A stock or an index is said to have entered the bear grip when it falls 20 per cent or more from its peak.
The market is in a corrective phase, with richly-valued and high-beta stocks taking a much bigger hit, said Neha Khanna, Director, Valpro.
According to the data from Ace Equity, as many as 400 stocks from the BSE500 index have tumbled between 20-76 per cent from their respective 52-week highs. BSE500 index constitutes about 95 per cent of the total market capitalization of BSE.
Out of these 400 stocks, 10 per cent or 40 counters have halved in value and half a dozen counters have slumped more than 65 per cent, the data suggests.
Solara Active Pharma which tumbled more than 76 per cent from its 52-week high is the top loser. The scrip had scaled Rs 1,859.3 on May 19, 2021, but settled at Rs 442.45 on Wednesday, May 11.
It is followed by Dilip Buildcon, which plunged 71 per cent as the counter dropped to Rs 219.6 on Wednesday, from its 52-week high of Rs 749.3 on October 13, 2021.
Wockhardt, Zomato, Strides Pharma, Sequent Scientific,
Housing Finance, Indiabulls Housing Finance, Indiabulls Real Estate, Welspun India, HEG and Indostar Capital Finance are other counters which have plunged 65 per cent or more from their 52-week highs.
Inflationary worries, monetary tightening, elevated crude oil prices, geopolitical crisis, lofty valuations, falling rupee and constant outflow are the key reasons which are hurting the sentiments for equity markets.
Kanika Agarrwal, Co-founder, Upside AI said, “The inflation gorilla is being tamed by interest rate hikes, leading to derating, and constant selling by FIIs, just to move away from equity and emerging markets, are the key reasons hurting markets.”
Analysts believe it is almost impossible to time the market and the upcoming recovery might not be a prompt one akin to March 2020, boosted by the influx of liquidity. One should be prepared for a prolonged bear market, they said.
“There are a lot of macro factors at play where interest rates are rising to control inflation. But inflation this time seems to be a supply-side issue which money tightening may not help,” added Agarrwal.
There has been a steep correction in the stocks and the only sectors in the black are energy, mining and commodities, said Sonal Minhas, Founder, Prescient Capital. “Equity investing needs to be looked at from a 3-5 year perspective,” he added.
Vaibhav Global, Jubilant Pharmova, Lux Industries, Indiamart, Firstsource Solutions, Tata Teleservices, Dishman Carbogen, Infibeam Avenues, Manappuram, Ujjivan SFB, Spandana Sphoorty, Tasty Bite, JK Lakshmi Cement, Bajaj Consumer, RBL Bank, RBA, Hindustan Copper, Venky’s, TV18 Broadcast, GIC of India, Aarti Drugs, Zydus Lifesciences, Info Edge, Aegis Logistics, Jubilant Ingrevia, Bank Of Maharashtra, Zensar Tech and Thyrocare have tumbled more than 50 per cent.
Bank Of India, Jubilant Food, Sobha, Sterlite Tech, IRCTC, Vodafone Idea, Indigo Paints, Godrej Properties, Greaves Cotton, Hikal, CSB Bank, Dr Lal Pathlabs, Rallis India, Aurobindo Pharma, NBCC (India), SpiceJet, CAMS, Dixon Tech, HDFC AMC, Happiest Minds, Lupin MCX, Dalmia Bharat, IRB Infra, SAIL, Central Bank Of India, ITI, Sudarshan Chemicals, La Opala RG, Route Mobile, Nippon Life AMC, BHEL, IDBI Bank, Mahanagar Gas and Avanti Feeds are some other stocks in the bear grip.
Market experts suggest that the recent round of correction may last a bit longer and benchmark indices might be headed for some more correction, say 10-15 per cent.

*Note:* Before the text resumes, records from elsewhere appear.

PR #104, opened 2026-05-06
Add update command to edit belief text in place

### LINKED ISSUE #103: Add update command to edit belief text in place
## Problem

There is no way to update a belief's text without either:
1. supersede -- creates a new node ID and rewires dependents (overkill for text fixes)
2. Direct SQL -- bypasses the API layer
3. Retract + re-add -- fails because the node already exists in retracted state

## Use case

When a premise is imprecise (e.g. "commits at the end" should be "commits or rolls back at the end"), the fix is a text edit, not a new belief. The current workflow requires a direct DB update which is error-prone and skips validation.

## Suggested interface

```
reasons update <id> --text "new text"
```

Should update the text of an existing node without changing its truth value, justifications, or dependents. Should work on both IN and OUT nodes.

## Context

Encountered while resolving contradiction pgapi-commit-vs-whatif-rollback -- needed to fix an imprecise premise but had no command to do it.

benthomasson:
## Summary

- Adds `reasons update <id> <text>` command to modify a node's text without superseding or re-creating it
- Also supports `--source` and `--source-url` flags for updating source metadata
- Follows existing API/CLI patterns: `update_node()` in api.py, `cmd_update()` in cli.py

Closes #103

## Test plan

- [x] 4 API tests: text update, source update, nonexistent raises, justifications preserved
- [x] 2 CLI tests: successful update, nonexistent error
- [x] Full test suite passes (792 passed, 0 failed)

### DIFF
--- a/reasons_lib/api.py
+++ b/reasons_lib/api.py
@@ -632,6 +632,34 @@ def supersede(old_id: str, new_id: str, db_path: str = DEFAULT_DB) -> dict:
         return net.supersede(old_id, new_id)
 
 
+def update_node(
+    node_id: str,
+    text: str | None = None,
+    source: str | None = None,
+    source_url: str | None = None,
+    db_path: str = DEFAULT_DB,
+) -> dict:
+    """Update a node's text, source, or source_url in place.
+
+    Returns: {"node_id": str, "updated_fields": list[str]}
+    """
+    with _with_network(db_path, write=True) as net:
+        if node_id not in net.nodes:
+            raise KeyError(f"Node '{node_id}' not found")
+        node = net.nodes[node_id]
+        updated = []
+        if text is not None:
+            node.text = text
+            updated.append("text")
+        if source is not None:
+            node.source = source
+            updated.append("source")
+        if source_url is not None:
+            node.source_url = source_url
+            updated.append("source_url")
+        return {"node_id": node_id, "updated_fields": updated}
+
+
 def challenge(
     target_id: str,
     reason: str,
--- a/reasons_lib/cli.py
+++ b/reasons_lib/cli.py
@@ -318,11 +318,15 @@ def cmd_supersede(args):
 
 
 def cmd_update(args):
+    if not any([args.text, args.source, args.source_url]):
+        print("Error: at least one of --text, --source, or --source-url required",
+              file=sys.stderr)
+        sys.exit(1)
     try:
         result = api.update_node(
             args.node_id, text=args.text,
-            source=getattr(args, "source", None),
-            source_url=getattr(args, "source_url", None),
+            source=args.source,
+            source_url=args.source_url,
             db_path=args.db,
         )
     except KeyError as e:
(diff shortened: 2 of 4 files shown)


benthomasson:
# Code Review Report

**Branch:** benthomasson/ftl-reasons#104
**Models:** claude, gemini
**Gate:** [BLOCK] BLOCK

## claude [CONCERN]

### reasons_lib/api.py:update_node
**Verdict:** PASS
**Correctness:** VALID
**Spec Compliance:** N/A
**Test Coverage:** COVERED
**Integration:** WIRED

Clean implementation. Uses `_with_network(write=True)` which ensures changes persist to SQLite via `store.save()`. The `is not None` checks correctly distinguish "not provided" from "set to empty string". Raises `KeyError` for missing nodes, consistent with the pattern used by `supersede`, `challenge`, etc. Does not touch truth value, justifications, or dependents — exactly as the issue requires.

### reasons_lib/cli.py:cmd_update
**Verdict:** CONCERN
**Correctness:** QUESTIONABLE
**Spec Compliance:** N/A
**Test Coverage:** COVERED
**Integration:** WIRED

The validation `not any([args.text, args.source, args.source_url])` is truthiness-based, not None-based. If a user passes `--text ""` (empty string), `any()` treats it as falsy, so the CLI rejects it — but the API layer would accept it (it checks `is not None`). This is a minor inconsistency: the CLI guard is stricter than the API. In practice, setting text to empty string is probably not a real use case, but it's a semantic mismatch between the two layers. The `--text` flag approach (rather than positional) is the right call since source-only updates are supported.

### reasons_lib/cli.py (parser registration + dispatch)
**Verdict:** PASS
**Correctness:** VALID
**Spec Compliance:** N/A
**Test Coverage:** COVERED
**Integration:** WIRED

Parser registered at the right location with `--text`, `--source`, `--source-url` flags. Handler mapped in the `commands` dict. Follows the exact same pattern as `supersede`, `challenge`, etc.

### tests/test_api.py:TestUpdateNode
**Verdict:** PASS
**Correctness:** VALID
**Spec Compliance:** N/A
**Test Coverage:** COVERED
**Integration:** WIRED

Five tests cover the key scenarios: text update, source update, nonexistent node error, justification preservation after update, and updating an OUT node. The `test_preserves_justifications` test is particularly good — it verifies the core invariant from the issue ("without changing truth value, justifications, or dependents"). Missing: no test for `source_url` update or for updating multiple fields simultaneously, but the existing coverage is solid for the core behavior.

### tests/test_cli.py:TestCmdUpdate
**Verdict:** PASS
**Correctness:** VALID
**Spec Compliance:** N/A
**Test Coverage:** COVERED
**Integration:** WIRED

Four CLI tests cover: text update end-to-end (including `show` verification), nonexistent node error, source-only update, and no-flags validation. Good coverage of error paths. Uses `run_cli` helper consistently with the rest of the test file.

### Self-Review
**Limitations:** I verified persistence by reading the `_with_network` context manager and `storage.save()` — the full save path looks correct (it saves all node attributes including text/source/source_url). I did not verify whether `source_hash` should be cleared or updated when `source` changes — this could cause `check-stale` to report false results if the source path changes but the old hash remains. This is an edge case worth considering but not a blocker.

### Feature Requests
- Include the storage layer's save method in the diff context when API functions modify node attributes — helps verify persistence correctness without manual lookup.

## gemini [BLOCK]

### ERROR
**Verdict:** BLOCK

Model invocation failed: Model gemini timed out after 300s

PR #116, opened 2026-05-08
Preserve justification chains for OUT beliefs on import/sync

### LINKED ISSUE #117: Import/sync strips justification chains from OUT beliefs
## Problem

When importing beliefs from one `reasons.db` into another via `import-agent` or `sync-agent`, OUT beliefs have their justifications stripped. This means:

- `list-gated` in the target DB can't show gated beliefs from the source
- `explain` can't trace why an imported belief is OUT
- `what-if retract` can't simulate fixing source-internal blockers from the target

## Root cause

Two code paths in `import_agent.py` discard justifications for OUT beliefs:

1. `_normalize_json` (line 144): `if is_out: raw_justs = []`
2. `_build_justifications` (line 222): `if claim["is_out"]: return []`

Additionally, `_import_claims` and `_sync_claims` force-retract all OUT beliefs regardless of whether they're retracted premises or gated (justification invalid).

## Impact

In the redhat-expert project, 6 cluster DBs have 1,455 OUT beliefs with full justification chains. After import to the top-level DB, all gating structure was lost — `list-gated` showed only the 6 agent kill-switch pairs instead of 141 real blockers gating 308 beliefs.

## Fix

PR #116 — preserve justifications for OUT beliefs and only force-retract true premise retractions (OUT with no justifications).

benthomasson:
## Summary

Fixes #117

- Import and sync previously stripped justifications from OUT beliefs, making gated beliefs appear as simple retractions in the target DB
- This lost the "would be IN if X were fixed" information, breaking `list-gated`, `explain`, and `what-if` at the top level
- Now only true premise retractions (OUT with no justifications) are force-retracted
- Gated beliefs (OUT because justification is invalid) keep their justification chains

## Test plan

- [x] Re-imported all 6 clusters into top-level redhat-expert DB
- [x] `list-gated` now shows 141 blockers gating 308 beliefs (was 6 kill-switch pairs)
- [x] `explain` traces through cluster justification chains
- [x] Belief counts unchanged (11,933 IN / 1,659 OUT) — no truth value changes, just preserved structure
- [x] Retracted premises (no justifications) still properly OUT

### DIFF
--- a/reasons_lib/import_agent.py
+++ b/reasons_lib/import_agent.py
@@ -382,8 +382,11 @@ def _sync_claims(network, agent_name, claims, source_path, nogoods):
             node.metadata["imported_from"] = source_path
 
             if is_out and not claim["raw_justifications"]:
-                if not _justifications_match(node.justifications, []):
-                    _update_node_justifications(network, node_id, [])
+                new_justs = _build_justifications(
+                    claim, prefix, inactive_id, agent_name
+                )
+                if not _justifications_match(node.justifications, new_justs):
+                    _update_node_justifications(network, node_id, new_justs)
                     changed = True
                 retract_after.append(node_id)
             elif is_out:
--- a/reasons_lib/import_agent.py
+++ b/reasons_lib/import_agent.py
@@ -141,17 +141,14 @@ def _normalize_json(data, only_in=False):
         is_out = ndata.get("truth_value") == "OUT"
         meta = dict(ndata.get("metadata", {}))
 
-        if is_out:
-            raw_justs = []
-        else:
-            raw_justs = []
-            for j in ndata.get("justifications", []):
-                raw_justs.append({
-                    "type": j.get("type", "SL"),
-                    "antecedents": list(j.get("antecedents", [])),
-                    "outlist": [o for o in j.get("outlist", []) if o in node_ids],
-                    "label": j.get("label"),
-                })
+        raw_justs = []
+        for j in ndata.get("justifications", []):
+            raw_justs.append({
+                "type": j.get("type", "SL"),
+                "antecedents": list(j.get("antecedents", [])),
+                "outlist": [o for o in j.get("outlist", []) if o in node_ids],
+                "label": j.get("label"),
+            })
 
         normalized.append({
             "id": nid,
@@ -219,9 +216,6 @@ def _topo_sort_claims(claims):
 
 def _build_justifications(claim, prefix, inactive_id, agent_name):
     """Build Justification objects from a normalized claim."""
-    if claim["is_out"]:
-        return []
-
     justs = []
     for rj in claim["raw_justifications"]:
         antecedents = [f"{prefix}{a}" for a in rj["antecedents"]]
@@ -309,7 +303,7 @@ def _import_claims(network, agent_name, claims, source_path, nogoods):
         )
         imported += 1
 
-        if claim["is_out"]:
+        if claim["is_out"] and not claim["raw_justifications"]:
             retract_after.append(node_id)
 
     nogoods_imported = _import_nogoods(network, prefix, nogoods)
@@ -387,11 +381,18 @@ def _sync_claims(network, agent_name, claims, source_path, nogoods):
                     node.metadata[k] = v
             node.metadata["imported_from"] = source_path
 
-            if is_out:
+            if is_out and not claim["raw_justifications"]:
                 if not _justifications_match(node.justifications, []):
                     _update_node_justifications(network, node_id, [])
                     changed = True
                 retract_after.append(node_id)
+            elif is_out:
+                new_justs = _build_justifications(
+                    claim, prefix, inactive_id, agent_name
+                )
+                if not _justifications_match(node.justifications, new_justs):
+                    _update_node_justifications(network, node_id, new_justs)
+                    changed = True
             else:
                 new_justs = _build_justifications(
                     claim, prefix, inactive_id, agent_name
--- a/reasons_lib/import_agent.py
+++ b/reasons_lib/import_agent.py
@@ -307,6 +307,7 @@ def _import_claims(network, agent_name, claims, source_path, nogoods):
             retract_after.append(node_id)
         elif claim["is_out"]:
             network.nodes[node_id].metadata["_retracted"] = True
+            network.nodes[node_id].truth_value = "OUT"
 
     nogoods_imported = _import_nogoods(network, prefix, nogoods)
 
@@ -405,6 +406,9 @@ def _sync_claims(network, agent_name, claims, source_path, nogoods):
                 if not node.metadata.get("_retracted"):
                     node.metadata["_retracted"] = True
                     changed = True
+                if node.truth_value != "OUT":
+                    node.truth_value = "OUT"
+                    changed = True
             else:
                 new_justs = _build_justifications(
                     claim, prefix, inactive_id, agent_name
@@ -455,6 +459,7 @@ def _sync_claims(network, agent_name, claims, source_path, nogoods):
                 # matching the existing-node sync path which relies on
                 # _retracted to keep OUT-with-justifications nodes locked.
                 network.nodes[node_id].metadata["_retracted"] = True
+                network.nodes[node_id].truth_value = "OUT"
 
     beliefs_removed = 0
     removed_ids = local_agent_ids - remote_ids
--- a/reasons_lib/import_agent.py
+++ b/reasons_lib/import_agent.py
@@ -528,8 +528,10 @@ def import_agent(
     'agent_name:inactive' (IN when active is OUT). Imported beliefs have
     inactive in their outlist — retracting active cascades everything OUT.
 
-    Beliefs that are OUT/STALE in the source are imported as bare premises
-    with no justification, so recompute_all cannot resurrect them.
+    Beliefs that are OUT/STALE in the source are marked with _retracted
+    metadata so recompute_all cannot resurrect them. JSON imports preserve
+    justifications on OUT nodes (enabling future resurrection when the remote
+    flips to IN); markdown imports strip them (bare premise path).
     """
     claims = _normalize_markdown(beliefs_text, only_in)
     nogoods = _normalize_nogoods_markdown(nogoods_text)
--- a/reasons_lib/import_agent.py
+++ b/reasons_lib/import_agent.py
@@ -440,8 +440,13 @@ def _sync_claims(network, agent_name, claims, source_path, nogoods):
             )
             beliefs_added += 1
 
-            if is_out:
+            if is_out and not claim["raw_justifications"]:
                 retract_after.append(node_id)
+            elif is_out:
+                # Set _retracted directly instead of using retract_after,
+                # matching the existing-node sync path which relies on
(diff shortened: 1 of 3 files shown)


benthomasson:
# Code Review Report

**Branch:** benthomasson/ftl-reasons#116
**Models:** claude, gemini
**Gate:** [CONCERN] CONCERN

## claude [CONCERN]

### `reasons_lib/import_agent.py:_normalize_json`
**Verdict:** PASS
**Correctness:** VALID
**Spec Compliance:** N/A
**Test Coverage:** PARTIAL
**Integration:** WIRED

The old code had an unnecessary `if is_out: raw_justs = [] / else: raw_justs = []` branch that produced the same empty list in both arms before populating it only in the `else` case. Removing the branch and always preserving justifications is correct — the truth value should be computed from justification validity, not by stripping justifications based on the source's current truth value. The outlist filtering (`if o in node_ids`) is correctly preserved.

### `reasons_lib/import_agent.py:_build_justifications`
**Verdict:** PASS
**Correctness:** VALID
**Spec Compliance:** N/A
**Test Coverage:** PARTIAL
**Integration:** WIRED

Removing the early `if claim["is_out"]: return []` guard is the correct counterpart to the `_normalize_json` change. The `inactive_id` gating in the outlist is still applied uniformly, which is correct — all imported justifications should be gated on the agent being active.

### `reasons_lib/import_agent.py:_import_claims`
**Verdict:** PASS
**Correctness:** VALID
**Spec Compliance:** N/A
**Test Coverage:** PARTIAL
**Integration:** WIRED

The condition change from `if claim["is_out"]` to `if claim["is_out"] and not claim["raw_justifications"]` is correct. OUT nodes without justifications are explicit retractions (premises) and should be retracted after import. OUT nodes with justifications should keep their chains — the TMS will naturally compute them as OUT if their antecedents are unsatisfied, and as IN if they become satisfied later. This enables restoration without re-import.

### `reasons_lib/import_agent.py:_sync_claims` (existing node path)
**Verdict:** CONCERN
**Correctness:** QUESTIONABLE
**Spec Compliance:** N/A
**Test Coverage:** UNTESTED
**Integration:** WIRED

Two concerns:

**1. Missing `_retracted` handling for OUT-with-justifications (line 389-395).** The `elif is_out:` branch updates justifications but does not clear `_retracted` metadata. Since `_retracted` is a "sticky OUT" flag that causes `recompute_all()` to skip the node (confirmed in `network.py:771`), a node that was previously retracted and now has valid justifications would remain stuck OUT forever — `recompute_all` won't touch it, and it's not in `retract_after` or `assert_after`. Compare with the `else` branch (line 404) which correctly clears `_retracted`. The fix depends on desired semantics: if OUT-with-justifications should allow natural resurrection via TMS, `_retracted` should be cleared; if the remote's OUT status should be sticky, it should be added to `retract_after`.

**2. Duplicated justification-building logic (lines 389-395 vs 397-402).** The `elif is_out:` and `else:` branches have identical code for building and comparing justifications. This isn't a bug, but it's a missed opportunity to combine them — the only difference is the `_retracted`/`assert_after` handling afterward.

### `reasons_lib/import_agent.py:_sync_claims` (new node path, line 439)
**Verdict:** CONCERN
**Correctness:** QUESTIONABLE
**Spec Compliance:** N/A
**Test Coverage:** UNTESTED
**Integration:** WIRED

Line 439 still uses the original `if is_out:` check without the `not claim["raw_justifications"]` guard. This means NEW nodes that are OUT-with-justifications during sync get added to `retract_after` unconditionally — they'll be explicitly retracted at line 464-471, which sets `_retracted=True`. This is inconsistent with the existing-node path (lines 389-395) which preserves justifications for OUT nodes without adding them to `retract_after`. This discrepancy means the same OUT-with-justifications belief behaves differently depending on whether it's a first sync or an update sync.

### Self-Review
**Limitations:** Could not see test files in the diff to verify whether new tests were added for the OUT-with-justifications scenarios. The explore agent confirmed no such tests exist, but the test files may have been modified in commits not shown in this diff. Could not verify the full `recompute_all` implementation to confirm `_retracted` skip behavior beyond what the explore agent reported.

### Feature Requests
- Include related test file diffs alongside implementation changes when they exist in the same commit
- Show full function bodies for modified functions (the diff hunks cut off surrounding context that's critical for understanding flow)
- Flag inconsistencies between parallel code paths (import vs sync, new-node vs existing-node) automatically

## gemini [CONCERN]

### reasons_lib/import_agent.py
**Verdict:** CONCERN
**Correctness:** QUESTIONABLE
**Spec Compliance:** N/A
**Test Coverage:** PARTIAL
**Integration:** WIRED

The changes allow 'OUT' claims to retain justifications during JSON import/sync, which is good for graph integrity. However, the logic in `_import_claims` (line 305) and `_sync_claims` (line 391) only appends to `retract_after` if `not claim["raw_justifications"]`. This means if a node is 'OUT' in the source but has justifications that happen to be satisfied locally, it will incorrectly come up 'IN' after import, violating the "remote wins" principle and causing inconsistency with Markdown imports (which still strip justifications for 'OUT' nodes via `_normalize_markdown`). Forcing a retraction via `retract_after` is necessary to honor the source truth value while still preserving the structural justifications. Additionally, `_normalize_markdown` should be updated for parity with `_normalize_json` to also preserve justifications for 'OUT' claims.

### reasons_lib/import_agent.py:_normalize_json
**Verdict:** PASS
**Correctness:** VALID
**Spec Compliance:** N/A
**Test Coverage:** COVERED
**Integration:** WIRED

Correctly updated to preserve `raw_justifications` regardless of the `is_out` status, which allows for a more lossless import from JSON sources.

### reasons_lib/import_agent.py:_build_justifications
**Verdict:** PASS
**Correctness:** VALID
**Spec Compliance:** N/A
**Test Coverage:** COVERED
**Integration:** WIRED

Correctly updated to build justifications even for 'OUT' claims, supporting the goal of preserving reasoning structure.

### reasons_lib/import_agent.py:_sync_claims
**Verdict:** CONCERN
**Correctness:** QUESTIONABLE
**Spec Compliance:** N/A
**Test Coverage:** PARTIAL
**Integration:** WIRED

Inconsistent logic: at line 391, it only retracts existing 'OUT' nodes if they have no justifications. However, at line 434, it always appends new 'OUT' nodes to `retract_after` regardless of justifications. The check `and not claim["raw_justifications"]` at line 391 should be removed to ensure the remote truth value is always honored.

### Self-Review
**Limitations:** I verified the TMS behavior in `reasons_lib/network.py` and confirmed that `retract()` sets `_retracted: True` without clearing justifications. This confirms that the proposed fix (always retracting 'OUT' nodes) would correctly preserve both the truth value and the reasoning structure. I was not able to run the tests to see the failure case for JSON sync of an 'OUT' node that becomes 'IN' locally, but the logic analysis strongly suggests this failure mode.

### Feature Requests
- Automatically highlight inconsistencies between similar functions (like `_normalize_json` and `_normalize_markdown`).
- Provide the ability to run specific tests and see the output during the review process.

benthomasson:
# Code Review Report

**Branch:** benthomasson/ftl-reasons#116
**Models:** claude, gemini
**Gate:** [BLOCK] BLOCK

## claude [BLOCK]

### ERROR
**Verdict:** BLOCK

Model invocation failed: Model claude timed out after 300s

## gemini [CONCERN]

### reasons_lib/import_agent.py
**Verdict:** CONCERN
**Correctness:** QUESTIONABLE
**Spec Compliance:** N/A
**Test Coverage:** PARTIAL
**Integration:** WIRED

The changes successfully enable preservation of justifications for `OUT` nodes during JSON import, but the implementation has several logic gaps that could lead to incorrect truth values.

1.  **Missing Lock in `_import_claims`**: If a node is `OUT` in the source but has justifications, it is not added to `retract_after` (line 305). If its justifications happen to be satisfied locally, the node will end up `IN` despite the remote saying `OUT`. It should be added to `retract_after` regardless of whether it has justifications.
2.  **Inconsistent `_sync_claims` for New Nodes**: For new nodes that are `OUT` with justifications, the code sets `_retracted` metadata directly (line 448) but does not ensure the `truth_value` is `OUT`. If `add_node` computed it as `IN`, it will stay `IN` but locked. Using `retract_after` would be safer as it handles both the flag and the truth value.
3.  **Broken `_sync_claims` for Existing Nodes**: If an existing node transitions from `IN` to `OUT` on the remote and has justifications, it is neither added to `retract_after` nor is `_retracted` set (lines 388-397). The code assumes `_retracted` is already set, which is false if the node was previously `IN`.
4.  **Markdown Parity**: `_normalize_markdown` was not updated to match `_normalize_json`. While markdown is a simpler format, this creates a behavioral divergence where JSON imports preserve justifications for `OUT` nodes but markdown imports still strip them.

### tests/test_import_agent.py
**Verdict:** PASS
**Correctness:** VALID
**Spec Compliance:** N/A
**Test Coverage:** COVERED
**Integration:** WIRED

The test updates correctly reflect the new behavior where `OUT` nodes keep their justifications (specifically the default inactive gate). However, the test suite lacks a case for an `OUT` node that *has* justifications in the source, which would have caught the correctness issues identified in `import_agent.py`.

### Self-Review
**Limitations:** I verified the `network.py` implementation to confirm that `_retracted` is the correct mechanism for locking `OUT` nodes. The review focuses on the logical consistency of how this flag is applied across different import/sync paths. I did not have a specific issue or spec, so I judged based on the internal consistency of the RMS logic.

### Feature Requests
- Include a test case with an `OUT` node that has valid justifications in the source to verify it stays `OUT` locally.
- Ensure `_normalize_markdown` also preserves justifications if parity is desired.
- Consolidate the "locking" logic in `import_agent.py` to use `retract_after` (or a shared helper) for all `is_out` cases.

benthomasson:
## Code Review (Round 4) -- Claude only (Gemini trust directory failure)

**Gate: PASS** (9 pass, 1 concern)

### Changes reviewed
- `_normalize_json`: Removed dead branch, justifications now flow through -- **PASS**
- `_build_justifications`: Removed early-return for OUT, callers decide -- **PASS**
- `_import_claims`: Fixed `truth_value=OUT` after `add_node` -- **PASS** (minor concern: misleading propagation log entry)
- `_sync_claims` existing OUT path: Idempotent `_retracted` + `truth_value=OUT` -- **PASS**
- `_sync_claims` IN path clears `_retracted`: Enables resurrection -- **PASS**
- `_sync_claims` new OUT path: Mirrors import pattern -- **PASS**
- Docstring update: Accurately describes new behavior -- **PASS**
- Updated test assertions (supersession, JSON blocker) -- **PASS**
- `test_out_with_satisfied_justifications_stays_out`: Key regression test -- **PASS**
- `TestSyncOutWithJustifications` (3 tests): Full lifecycle coverage -- **PASS**

### Remaining concern (cosmetic)
`add_node()` computes and logs truth as IN before the override to OUT. The propagation log will show a misleading IN entry. Not a correctness bug -- could add a log entry when forcing OUT, or suppress initial computation for known-OUT nodes.

### Summary
All correctness issues from prior reviews are resolved. The `truth_value=OUT` fix addresses the round-3 concern about `_retracted` not forcing truth value. Docstring updated. Sync tests added for IN-to-OUT, OUT-to-IN, and idempotency paths.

Minhas from Prescient Capital said that investors who have a lower risk appetite or have a near term need for funds should stay in cash or invest in fixed income, whereas Agarrwal from Upside AI suggests that it is an opportune time to pick quality names and begin SIPs.
“Investors should be cautious and buy based on valuations and not pricing and resist the temptation of quick trading profits given the continuing market uncertainty,” advised Khanna from Valpro.